START Records for this task

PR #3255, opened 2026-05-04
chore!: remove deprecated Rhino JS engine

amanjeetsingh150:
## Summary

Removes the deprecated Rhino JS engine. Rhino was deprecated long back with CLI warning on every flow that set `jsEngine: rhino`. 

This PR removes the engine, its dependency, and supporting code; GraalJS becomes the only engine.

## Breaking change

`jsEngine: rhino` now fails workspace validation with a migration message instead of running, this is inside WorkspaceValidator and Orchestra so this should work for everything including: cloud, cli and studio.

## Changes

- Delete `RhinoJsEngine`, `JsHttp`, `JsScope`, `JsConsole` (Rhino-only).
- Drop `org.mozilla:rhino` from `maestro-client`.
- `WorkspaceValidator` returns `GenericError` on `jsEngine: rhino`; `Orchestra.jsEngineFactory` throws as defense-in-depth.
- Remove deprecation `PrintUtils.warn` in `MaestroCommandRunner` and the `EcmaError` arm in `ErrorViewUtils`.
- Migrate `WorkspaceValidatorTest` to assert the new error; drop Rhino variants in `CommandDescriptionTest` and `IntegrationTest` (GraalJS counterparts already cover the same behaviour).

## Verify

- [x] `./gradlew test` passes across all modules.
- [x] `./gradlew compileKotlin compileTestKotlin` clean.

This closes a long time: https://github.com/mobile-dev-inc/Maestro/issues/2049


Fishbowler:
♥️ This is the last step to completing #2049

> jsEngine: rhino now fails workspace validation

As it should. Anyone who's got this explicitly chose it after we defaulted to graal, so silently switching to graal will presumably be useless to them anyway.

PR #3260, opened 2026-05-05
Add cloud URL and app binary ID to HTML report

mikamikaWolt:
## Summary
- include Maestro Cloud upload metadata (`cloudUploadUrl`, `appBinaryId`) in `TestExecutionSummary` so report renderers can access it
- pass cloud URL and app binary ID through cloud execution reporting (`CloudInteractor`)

END Records for this task

- Work request:
An exact repetition of the material above is required, from its first line through the line holding "PR #3260, opened 2026-05-05", with nothing added.

- Solution to the problem:
PR #3255, opened 2026-05-04
chore!: remove deprecated Rhino JS engine

amanjeetsingh150:
## Summary

Removes the deprecated Rhino JS engine. Rhino was deprecated long back with CLI warning on every flow that set `jsEngine: rhino`. 

This PR removes the engine, its dependency, and supporting code; GraalJS becomes the only engine.

## Breaking change

`jsEngine: rhino` now fails workspace validation with a migration message instead of running, this is inside WorkspaceValidator and Orchestra so this should work for everything including: cloud, cli and studio.

## Changes

- Delete `RhinoJsEngine`, `JsHttp`, `JsScope`, `JsConsole` (Rhino-only).
- Drop `org.mozilla:rhino` from `maestro-client`.
- `WorkspaceValidator` returns `GenericError` on `jsEngine: rhino`; `Orchestra.jsEngineFactory` throws as defense-in-depth.
- Remove deprecation `PrintUtils.warn` in `MaestroCommandRunner` and the `EcmaError` arm in `ErrorViewUtils`.
- Migrate `WorkspaceValidatorTest` to assert the new error; drop Rhino variants in `CommandDescriptionTest` and `IntegrationTest` (GraalJS counterparts already cover the same behaviour).

## Verify

- [x] `./gradlew test` passes across all modules.
- [x] `./gradlew compileKotlin compileTestKotlin` clean.

This closes a long time: https://github.com/mobile-dev-inc/Maestro/issues/2049


Fishbowler:
♥️ This is the last step to completing #2049

> jsEngine: rhino now fails workspace validation

As it should. Anyone who's got this explicitly chose it after we defaulted to graal, so silently switching to graal will presumably be useless to them anyway.

PR #3260, opened 2026-05-05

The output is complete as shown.